Activity: Filter the lines below, keeping each one that holds "could".

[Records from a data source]
Segment Open
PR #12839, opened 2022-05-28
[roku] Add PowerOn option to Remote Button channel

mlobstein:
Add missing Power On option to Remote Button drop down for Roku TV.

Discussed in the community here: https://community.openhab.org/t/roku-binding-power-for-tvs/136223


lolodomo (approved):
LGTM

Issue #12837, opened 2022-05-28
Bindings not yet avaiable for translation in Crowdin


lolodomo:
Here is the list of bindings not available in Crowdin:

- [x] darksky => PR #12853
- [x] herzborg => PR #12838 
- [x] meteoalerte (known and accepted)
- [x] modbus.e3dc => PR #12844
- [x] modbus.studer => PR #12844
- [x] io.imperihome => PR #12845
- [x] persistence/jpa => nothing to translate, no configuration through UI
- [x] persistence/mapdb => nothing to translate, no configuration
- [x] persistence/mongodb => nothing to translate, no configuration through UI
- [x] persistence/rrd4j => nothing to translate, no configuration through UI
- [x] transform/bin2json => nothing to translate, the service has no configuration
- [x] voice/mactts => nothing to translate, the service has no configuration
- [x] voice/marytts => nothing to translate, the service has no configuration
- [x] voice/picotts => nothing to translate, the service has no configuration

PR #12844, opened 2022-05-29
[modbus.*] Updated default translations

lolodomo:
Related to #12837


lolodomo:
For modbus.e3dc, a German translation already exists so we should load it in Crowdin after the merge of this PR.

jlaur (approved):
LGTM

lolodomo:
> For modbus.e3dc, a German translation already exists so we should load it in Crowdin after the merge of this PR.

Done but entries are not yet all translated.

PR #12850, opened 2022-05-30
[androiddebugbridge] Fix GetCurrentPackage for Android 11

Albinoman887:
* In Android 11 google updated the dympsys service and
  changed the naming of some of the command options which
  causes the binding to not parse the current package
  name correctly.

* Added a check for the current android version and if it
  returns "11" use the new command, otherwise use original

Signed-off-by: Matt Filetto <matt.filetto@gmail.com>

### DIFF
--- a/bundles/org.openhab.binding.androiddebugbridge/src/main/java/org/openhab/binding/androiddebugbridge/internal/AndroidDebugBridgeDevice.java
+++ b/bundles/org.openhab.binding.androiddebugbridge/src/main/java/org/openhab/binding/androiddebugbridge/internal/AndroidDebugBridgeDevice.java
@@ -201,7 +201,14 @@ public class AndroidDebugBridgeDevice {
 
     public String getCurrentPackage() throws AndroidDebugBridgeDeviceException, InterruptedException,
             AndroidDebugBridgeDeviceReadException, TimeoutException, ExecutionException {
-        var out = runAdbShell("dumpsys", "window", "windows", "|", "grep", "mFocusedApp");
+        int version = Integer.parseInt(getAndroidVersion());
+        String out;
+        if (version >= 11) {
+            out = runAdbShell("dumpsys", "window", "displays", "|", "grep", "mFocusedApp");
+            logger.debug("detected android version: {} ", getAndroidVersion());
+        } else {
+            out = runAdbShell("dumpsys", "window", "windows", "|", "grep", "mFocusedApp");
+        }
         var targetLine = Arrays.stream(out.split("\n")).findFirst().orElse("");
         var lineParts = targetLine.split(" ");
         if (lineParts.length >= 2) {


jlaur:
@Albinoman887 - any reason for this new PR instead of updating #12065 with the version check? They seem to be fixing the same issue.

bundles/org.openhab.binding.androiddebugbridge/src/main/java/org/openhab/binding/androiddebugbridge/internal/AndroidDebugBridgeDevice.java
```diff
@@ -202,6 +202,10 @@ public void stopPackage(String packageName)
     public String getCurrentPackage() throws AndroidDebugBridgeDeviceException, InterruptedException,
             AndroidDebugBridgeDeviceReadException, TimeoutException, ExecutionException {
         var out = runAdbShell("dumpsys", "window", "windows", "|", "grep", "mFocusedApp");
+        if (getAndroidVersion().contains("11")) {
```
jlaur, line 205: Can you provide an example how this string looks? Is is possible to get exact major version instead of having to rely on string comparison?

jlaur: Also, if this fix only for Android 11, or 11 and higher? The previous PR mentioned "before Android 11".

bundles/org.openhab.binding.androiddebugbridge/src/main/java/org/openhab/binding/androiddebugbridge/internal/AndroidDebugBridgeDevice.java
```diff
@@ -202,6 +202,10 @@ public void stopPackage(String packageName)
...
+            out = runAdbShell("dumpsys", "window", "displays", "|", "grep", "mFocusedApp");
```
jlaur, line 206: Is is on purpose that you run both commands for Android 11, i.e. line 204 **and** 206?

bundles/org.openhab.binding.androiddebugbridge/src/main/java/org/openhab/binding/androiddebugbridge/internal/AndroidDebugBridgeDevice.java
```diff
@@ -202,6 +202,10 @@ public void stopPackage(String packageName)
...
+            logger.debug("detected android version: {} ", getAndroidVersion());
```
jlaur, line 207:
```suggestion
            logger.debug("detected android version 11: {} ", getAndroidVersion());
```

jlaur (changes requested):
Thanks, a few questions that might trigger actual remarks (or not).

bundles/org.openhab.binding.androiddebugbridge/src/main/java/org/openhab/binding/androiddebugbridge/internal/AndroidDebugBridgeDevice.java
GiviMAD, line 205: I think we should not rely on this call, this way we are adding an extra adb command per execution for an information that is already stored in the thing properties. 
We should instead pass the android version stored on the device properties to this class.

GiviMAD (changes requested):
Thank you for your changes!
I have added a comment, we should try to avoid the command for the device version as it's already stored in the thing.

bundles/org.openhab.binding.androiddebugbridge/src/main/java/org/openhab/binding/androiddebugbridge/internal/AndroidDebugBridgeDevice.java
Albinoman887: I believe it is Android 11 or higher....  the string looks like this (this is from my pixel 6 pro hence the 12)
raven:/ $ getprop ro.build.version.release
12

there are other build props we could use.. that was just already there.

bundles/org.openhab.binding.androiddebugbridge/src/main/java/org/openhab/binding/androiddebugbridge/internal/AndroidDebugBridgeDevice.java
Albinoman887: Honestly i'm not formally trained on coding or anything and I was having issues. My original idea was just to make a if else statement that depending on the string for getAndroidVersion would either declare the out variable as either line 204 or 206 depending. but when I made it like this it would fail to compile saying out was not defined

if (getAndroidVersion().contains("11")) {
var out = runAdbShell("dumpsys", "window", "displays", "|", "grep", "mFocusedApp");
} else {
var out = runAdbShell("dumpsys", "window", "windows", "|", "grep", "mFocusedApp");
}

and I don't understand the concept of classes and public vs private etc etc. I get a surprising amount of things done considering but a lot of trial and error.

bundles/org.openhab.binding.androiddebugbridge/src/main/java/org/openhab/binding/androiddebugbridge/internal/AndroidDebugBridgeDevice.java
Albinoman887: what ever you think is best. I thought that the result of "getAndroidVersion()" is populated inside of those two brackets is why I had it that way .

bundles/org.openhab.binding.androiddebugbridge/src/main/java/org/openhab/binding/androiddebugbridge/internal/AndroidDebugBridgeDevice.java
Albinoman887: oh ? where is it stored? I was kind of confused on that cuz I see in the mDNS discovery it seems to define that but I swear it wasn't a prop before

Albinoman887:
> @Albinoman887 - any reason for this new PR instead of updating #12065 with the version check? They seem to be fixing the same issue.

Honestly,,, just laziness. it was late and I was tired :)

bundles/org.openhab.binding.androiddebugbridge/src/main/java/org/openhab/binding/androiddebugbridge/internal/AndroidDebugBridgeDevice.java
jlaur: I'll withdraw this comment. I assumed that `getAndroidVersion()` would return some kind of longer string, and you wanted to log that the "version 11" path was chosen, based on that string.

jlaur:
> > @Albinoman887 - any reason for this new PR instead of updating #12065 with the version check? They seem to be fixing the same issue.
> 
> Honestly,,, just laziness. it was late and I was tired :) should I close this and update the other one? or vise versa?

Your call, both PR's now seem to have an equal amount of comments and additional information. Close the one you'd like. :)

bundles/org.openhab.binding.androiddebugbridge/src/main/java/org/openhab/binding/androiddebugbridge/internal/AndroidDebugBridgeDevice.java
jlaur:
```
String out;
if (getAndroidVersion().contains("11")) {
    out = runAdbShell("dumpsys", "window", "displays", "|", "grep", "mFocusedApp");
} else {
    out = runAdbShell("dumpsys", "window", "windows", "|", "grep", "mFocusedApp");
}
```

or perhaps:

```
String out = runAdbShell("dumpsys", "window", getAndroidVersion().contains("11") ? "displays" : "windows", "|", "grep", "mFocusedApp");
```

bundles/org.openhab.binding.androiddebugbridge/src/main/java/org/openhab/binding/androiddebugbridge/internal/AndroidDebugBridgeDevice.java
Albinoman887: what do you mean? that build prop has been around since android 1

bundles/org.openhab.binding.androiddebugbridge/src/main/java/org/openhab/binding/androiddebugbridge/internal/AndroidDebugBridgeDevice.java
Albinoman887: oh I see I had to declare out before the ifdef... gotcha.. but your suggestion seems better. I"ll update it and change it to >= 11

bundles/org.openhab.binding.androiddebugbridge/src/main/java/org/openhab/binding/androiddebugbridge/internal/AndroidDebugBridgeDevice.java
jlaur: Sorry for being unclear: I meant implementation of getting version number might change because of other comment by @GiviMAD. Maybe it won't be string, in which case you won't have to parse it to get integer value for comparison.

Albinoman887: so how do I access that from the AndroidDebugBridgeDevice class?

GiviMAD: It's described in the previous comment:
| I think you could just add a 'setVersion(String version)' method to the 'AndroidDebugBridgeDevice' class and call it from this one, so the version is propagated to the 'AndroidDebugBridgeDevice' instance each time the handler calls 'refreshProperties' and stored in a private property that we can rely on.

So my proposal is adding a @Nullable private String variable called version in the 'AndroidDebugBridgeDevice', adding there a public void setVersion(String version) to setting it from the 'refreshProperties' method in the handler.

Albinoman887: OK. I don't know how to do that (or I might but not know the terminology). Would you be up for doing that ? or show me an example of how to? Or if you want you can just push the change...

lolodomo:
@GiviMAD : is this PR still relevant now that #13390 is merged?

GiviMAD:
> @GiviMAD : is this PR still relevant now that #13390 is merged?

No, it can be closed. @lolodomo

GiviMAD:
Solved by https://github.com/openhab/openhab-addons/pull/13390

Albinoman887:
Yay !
Segment Closed
Your response:
there are other build props we could use.. that was just already there.
| I think you could just add a 'setVersion(String version)' method to the 'AndroidDebugBridgeDevice' class and call it from this one, so the version is propagated to the 'AndroidDebugBridgeDevice' instance each time the handler calls 'refreshProperties' and stored in a private property that we can rely on.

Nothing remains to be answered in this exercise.